Updated 16 January 2025

We assessed 5 quality statements within this key question. We found 1 breaches of the legal regulations in relation good governance. The breach relating to good governance was a continued breach of regulation and had been identified at the last two inspections. South Haven Lodge Care Home has been rated required improvement within the Well Led domain for the last 2 consecutive inspections completed by the Care Quality Commission (CQC). The provider’s governance systems were inadequate and failed to recognise a range of shortfalls in people’s care and the service. There were not effective systems in place to assess monitor and improve the quality and safety of the service. The was a lack of robust oversight from the provider and checks of the quality of the service were not being consistently completed. Actions had not been taken to address previous shortfalls that had been identified by stakeholders, professionals and CQC.
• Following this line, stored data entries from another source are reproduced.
Issue #99, opened 2020-11-13
Updating and reading access tokens


jricher:
§6 Token Management: Editor's note: 

Should we allow for "update" to an access token by the client posting new information from a "request"? It seems this might make things weird since an access token is generally considered an unchanging thing, and the client could always request a new access token if they're allowed to continue the grant request post-issuance as in Section 5.3. There's also a possibility of being able to "read" a token's state with a GET, much like token introspection but using the token's/client's key instead of the RS key. But would a client need to "read" a token state after issuance? Is there a security risk to offering that functionality? Introspection is nearly always relegated to RS calls in practice since the client is focused on using the token at the RS. The client can always read the state of the grant itself, separately.

jricher:
See also discussion on "read" action at #98

fimbault:
Tokens are meant to be immutable. So update is not in the scope of what we want to do. 
Read access: we don't see any compelling reason to allow read access + might be an issue for privacy. Please clarify how the mecanism would work, especially with privacy considerations. 

Marked as need text. Without additional text, this section will be removed in a future update.

fimbault:
Closing the issue following the merge of the PR

PR #136, opened 2020-12-02
Clarify the nature of access requests, closes #12

### LINKED ISSUE #12: Cross-Product of Permissions
Yaron: it's implied but should be spelled out that the semantics of this example is the cross product of permissions: I am requesting to read and write and "dolphin" both "metadata" and "images", and that applies to both "locations" - 12 different possible actions.

Justin: OK, that can be expounded upon here, as that is the intent. Each object is meant to encompass one fully realized combination of options, which is why they’re presented in an array overall (as talked about above).

Yaron: this is critical to the protocol semantics.

jricher:
This added text clarifies the intent of an object within the `resources` request array, and the nature of combining multiple objects. Added examples should help explain the intended usage.

@yaronf please review to see if this addresses the concern you raise in #12

### DIFF
--- a/draft-ietf-gnap-core-protocol.md
+++ b/draft-ietf-gnap-core-protocol.md
@@ -805,7 +805,7 @@ array represent rights of access that the RC is requesting in
 the access token. The requested access is the union of all elements
 within the array.
 
-The RC declares what access it wants to associated with the
+The RC declares what access it wants to associate with the
 resulting access token using objects that describe multiple
 dimensions of access. Each object contains a `type`
 property that determines the type of API that the RC is calling.
--- a/draft-ietf-gnap-core-protocol.md
+++ b/draft-ietf-gnap-core-protocol.md
@@ -802,7 +802,7 @@ sections.
 When requesting an access token, the RC MUST send a
 `resources` field containing a JSON array. The elements of the JSON
 array represent rights of access that the RC is requesting in
-the access token. The requested access is the sum of all elements
+the access token. The requested access is the union of all elements
 within the array.
 
 The RC declares what access it wants to associated with the
@@ -880,14 +880,14 @@ The access requested for a given object when using these fields
 is the cross-product of all fields of the object. That is to 
 say, the object represents a request for all `action` values listed within the object
 to be used at all `locations` values listed within the object for all `datatype`
-values listed within the object. In the example above,
+values listed within the object. Assuming the request above was granted,
 the RC could assume that it
 would be able to do a `read` action against the `images` on the first server
 as well as a `delete` action on the `metadata` of the second server, or any other
-combination of these fields, using the same access token.
+combination of these fields, using the same access token. 
 
 To request a different combination of access, 
-such requesting one `action` against one `location` 
+such as requesting one `action` against one `location` 
 and a different `action` against a different `location`, the 
 RC can include multiple separate objects in the `resources` array.
 The following non-normative example uses the same fictitious `photo-api`
@@ -973,8 +973,8 @@ field. The second access request includes the `actions` and
 ~~~
 
 If this request is approved,
-the [resulting access token](#response-token-single) will include
-the sum of both of the requested types of access for both APIs, just as above.
+the [resulting access token](#response-token-single)'s access rights will be
+the union the requested types of access for each of the two APIs, just as above.
 
 ### Requesting Resources By Reference {#request-resource-reference}
 
@@ -1044,7 +1044,7 @@ as well as the reference values of `read`, `dolphin-metadata`, and `some other t
     ]
 ~~~
 
-The requested access is the sum of all elements of the array, including both objects and 
+The requested access is the union of all elements of the array, including both objects and 
 reference strings.
 
 \[\[ [See issue #36](https://github.com/ietf-wg-gnap/gnap-core-protocol/issues/36) \]\]
--- a/draft-ietf-gnap-core-protocol.md
+++ b/draft-ietf-gnap-core-protocol.md
@@ -851,8 +851,8 @@ identifier (string)
     For example, a patient identifier for a medical API or
     a bank account number for a financial API.
 
-The following non-normative example is asking for two kinds of access to each of
-two different locations and two different data types for a single access token 
+The following non-normative example is asking for three kinds of access (read, write, delete) to each of
+two different locations and two different data types (metadata, images) for a single access token 
 using the fictitious `photo-api` type definition.
 
 ~~~
@@ -861,7 +861,8 @@ using the fictitious `photo-api` type definition.
             "type": "photo-api",
             "actions": [
                 "read",
-                "write"
+                "write",
+                "delete"
             ],
             "locations": [
                 "https://server.example.net/",
@@ -880,8 +881,10 @@ is the cross-product of all fields of the object. That is to
 say, the object represents a request for all `action` values listed within the object
 to be used at all `locations` values listed within the object for all `datatype`
 values listed within the object. In the example above,
-the RC is requesting both `read` and `write` access to two RS locations for
-both `metadata` and `images` within the API.
+the RC could assume that it
+would be able to do a `read` action against the `images` on the first server
+as well as a `delete` action on the `metadata` of the second server, or any other
+combination of these fields, using the same access token.
 
 To request a different combination of access, 
 such requesting one `action` against one `location` 
@@ -908,7 +911,8 @@ targeted access rights by using two discrete objects within the request.
         {
             "type": "photo-api",
             "actions": [
-                "write"
+                "write",
+                "delete"
             ],
             "locations": [
                 "https://resource.local/other"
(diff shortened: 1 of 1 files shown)


draft-ietf-gnap-core-protocol.md
```diff
@@ -851,18 +851,17 @@ identifier (string)
     For example, a patient identifier for a medical API or
     a bank account number for a financial API.
 
-The following non-normative example shows the use of both common
-and API-specific fields as part of two different access `type` 
-values. 
+The following non-normative example is asking for two kinds of access to each of
+two different locations and two different data types for a single access token 
+using the fictitious `photo-api` type definition.
```
fimbault, line 856: I think we should avoid any possible interpretation issue. 

Suggested change: 

The following non-normative example is asking for two kinds of access (read, write) to each of
two different locations and two different data types (metadata, images) for a single access token 
using the fictitious `photo-api` type definition.

Also we could vary the numbers so that it is even more intuitive (2 each time currently).

draft-ietf-gnap-core-protocol.md
```diff
@@ -872,6 +871,86 @@ values.
                 "metadata",
                 "images"
             ]
+        }
+    ]
+~~~
+
+The access requested for a given object when using these fields
```
fimbault, line 878: ok so that actually answers my previous comment

draft-ietf-gnap-core-protocol.md
```diff
@@ -872,6 +871,86 @@ values.
...
+        }
+    ]
+~~~
+
+The access requested here is for `read` access to `images` on one server
+while simultaneously requesting `write` access for `metadata` on a different
+server, but importantly without requesting `write` access to `images` on the
+first server.
+
+It is anticipated that API designers will use a combination
```
fimbault, line 928: since it is non normative and we don't really put requirements, just wondering if that's not better as part of an annex that shows some examples.

draft-ietf-gnap-core-protocol.md
```diff
@@ -872,6 +871,86 @@ values.
...
+of common fields defined in this specification as well as
+fields specific to the API itself. The following non-normative 
+example shows the use of both common and API-specific fields as 
+part of two different access `type` values.
```
fimbault, line 932: here geolocation

fimbault (commented):
It probably needs to be explicit as asked in #12 . But my feeling is that "cross-product of all fields" is not that clear, and it also makes the text quite long because we need to use examples in the core of the text. Which makes me wonder if some of it wouldn't belong to an annex.

Fyi, the way I translated it to myself while making sense of it: 
a) each individual resource contains additive rights (ex: read + write).
b) different sets of resources are also additive 
c) it is possible to define optional custom fields

draft-ietf-gnap-core-protocol.md
jricher: OK, these suggestions make sense. I'll expand the examples.

draft-ietf-gnap-core-protocol.md
jricher: OK, and there's also the `currency` from the second API that we can point out. I didn't do that before because I didn't want people looking for those field definitions, but I think I was overthinking it. I'll update to address that.

jricher:
@fimbault I'm in favor of having specific examples like this in-line but using an appendix for something more in-depth, like a fully specified request and response, in context with all the messages.

draft-ietf-gnap-core-protocol.md
```diff
@@ -803,7 +803,7 @@ When requesting an access token, the RC MUST send a
 `resources` field containing a JSON array. The elements of the JSON
 array represent rights of access that the RC is requesting in
 the access token. The requested access is the sum of all elements
-within the array. 
+within the array.
 
 The RC declares what access it wants to associated with the
```
yaronf, line 808: to associate

draft-ietf-gnap-core-protocol.md
```diff
@@ -851,9 +851,9 @@ identifier (string)
     For example, a patient identifier for a medical API or
     a bank account number for a financial API.
 
-The following non-normative example shows the use of both common
-and API-specific fields as part of two different access `type` 
-values. 
+The following non-normative example is asking for three kinds of access (read, write, delete) to each of
+two different locations and two different data types (metadata, images) for a single access token
```
yaronf, line 855: A comment to `locations`: the definition above is more vague than needed, the word "typically" is a red flag. Why not say that `locations` is a list of URIs that the RC can use to access Resource Servers?

draft-ietf-gnap-core-protocol.md
```diff
@@ -872,6 +872,94 @@ values.
...
             ]
+        }
+    ]
+~~~
+
+The access requested for a given object when using these fields 
+is the cross-product of all fields of the object. That is to 
+say, the object represents a request for all `action` values listed within the object
+to be used at all `locations` values listed within the object for all `datatype`
+values listed within the object. In the example above,
```
yaronf, line 883: In the example above, assuming the request is granted...

draft-ietf-gnap-core-protocol.md
```diff
@@ -872,6 +872,94 @@ values.
...
+the RC could assume that it
+would be able to do a `read` action against the `images` on the first server
+as well as a `delete` action on the `metadata` of the second server, or any other
+combination of these fields, using the same access token.
+
+To request a different combination of access, 
+such requesting one `action` against one `location`
```
yaronf, line 890: such as

draft-ietf-gnap-core-protocol.md
```diff
@@ -953,6 +1044,9 @@ string-type resource items.
     ]
 ~~~
 
+The requested access is the sum of all elements of the array, including both objects and
```
yaronf, line 1047: I think "union" is a better word than "sum".

draft-ietf-gnap-core-protocol.md
```diff
@@ -953,6 +1044,9 @@ string-type resource items.
     ]
 ~~~
 
+The requested access is the sum of all elements of the array, including both objects and 
+reference strings.
+
```
yaronf, line 1049: I'm not sure if this belongs here or should be a separate issue: we should be clear on the semantics of the request/response.
* If the response contains a `resources` object, the RC is granted **exactly** this access. 
* If it doesn't, the RC is granted **exactly** the access that was requested.

The word "exactly" here means that anything outside this access (other actions, other locations, or any unspecified combination) MUST be rejected by the RC.

draft-ietf-gnap-core-protocol.md
```diff
@@ -886,7 +974,7 @@ values.
 
 If this request is approved,
 the [resulting access token](#response-token-single) will include
-the sum of both of the requested types of access.
+the sum of both of the requested types of access for both APIs, just as above.
```
yaronf, line 977: I think "union" is a better word than "sum".

yaronf (changes requested):
OK in general, but see my comments.

draft-ietf-gnap-core-protocol.md
jricher: The reason I've initially held back on defining `locations` as URIs is that ultimately it's up to the RS to recognize and enforce this, so it might not be a URI that the client accesses, it could be an identifier for the RS known by the AS/RS coupling. We could make this more strict now and see if there's need in practice for loosening up this field or defining a new field, but that should be a separate issue (not the topic of this PR).

draft-ietf-gnap-core-protocol.md
jricher: I think this is a separate issue. I'm personally more in favor of the response always containing the `resources` or equivalent for every access token. OAuth 2 has a similar optimization with `scope` where you don't have to return it if you don't want to, but I think it might make more sense to just always return it and the client can ignore it if it doesn't need anything from it.

draft-ietf-gnap-core-protocol.md
fimbault: yes you're right

draft-ietf-gnap-core-protocol.md
fimbault: I think Yaron's question is interesting. It may well be that the request is very different from the actual access that is provided. We might indeed always return a resource section, which could potentially just return "same as requested" if there was no limitation. Or we could always return it in full. 
But in practice what matters is the access token itself, which is really the source of truth. Do we plan to implement token introspection (and is it mandatory or not)?

-> probably a separate issue.

jricher: Introspection is a service for RS's and not clients (see #99), and so an introspection response might be different from the access token response to the client. 

I've opened @yaronf 's comment in a new issue: #141.

draft-ietf-gnap-core-protocol.md
jricher: Raised as a new issue in #142.

draft-ietf-gnap-core-protocol.md
fimbault: If not called introspection, wasn't there something similar (maybe that was called management Uri if I recall correctly?)

jricher: I'm marking this conversation resolved so that it can continue in the new issue.

draft-ietf-gnap-core-protocol.md
```diff
@@ -885,8 +973,8 @@ values.
 ~~~
 
 If this request is approved,
-the [resulting access token](#response-token-single) will include
-the sum of both of the requested types of access.
+the [resulting access token](#response-token-single)'s access rights will be
+the union the requested types of access for each of the two APIs, just as above.
```
yaronf, line 977: the union of

yaronf (approved):
LGTM, except for one typo (separate comment).

draft-ietf-gnap-core-protocol.md
jricher, line 977:
```suggestion
the union of the requested types of access for each of the two APIs, just as above.
```

jricher: Good eye, fixed!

This service scored 32 (out of 100) for this area. Find out what we look at when we assess this area and How we calculate these scores.

Shared direction and culture

Score: 1

Following discussions with staff and leaders we could not be assured the registered manager and senior leadership team recognised that a closed culture had developed at South Haven Lodge Care Home or act to prevent it. Closed cultures mean people are more likely to be exposed to risks of abuse, avoidable harm and breaches of their rights under the Human Rights Act 1998 and the Equality Act 2010. The provider and registered manager failed to identify that a lack of action by members of staff to respond to people’s needs and their failure to effectively manage anxieties and frustrations demonstrated by people had created a closed culture at the home.

All new starters are provided with a ‘Welcome to Aurem’ booklet upon commencing in post which set out the vision and values of the service. Additionally, staff had access to an ‘Employee Engagement Platform’ which provided information to staff on the providers vision and values and gave them the opportunity to share good practice. However, although these were in place from our observations and discussions with people, relatives, staff and professionals we could not be assured these visions, values and shared direction was adhered to. There was a lack of evidence of any robust auditing or oversight of people’s care to ensure all people had the same opportunities and care records, observations and discussions with staff and people demonstrated people did not always receive person-centred care. There was evidence to suggest people received institutionalised care that was more to benefit the staff daily routine as opposed to people being treated as individuals. The provider failed to recognise they had developed a culture that did not robustly promote or uphold people’s rights.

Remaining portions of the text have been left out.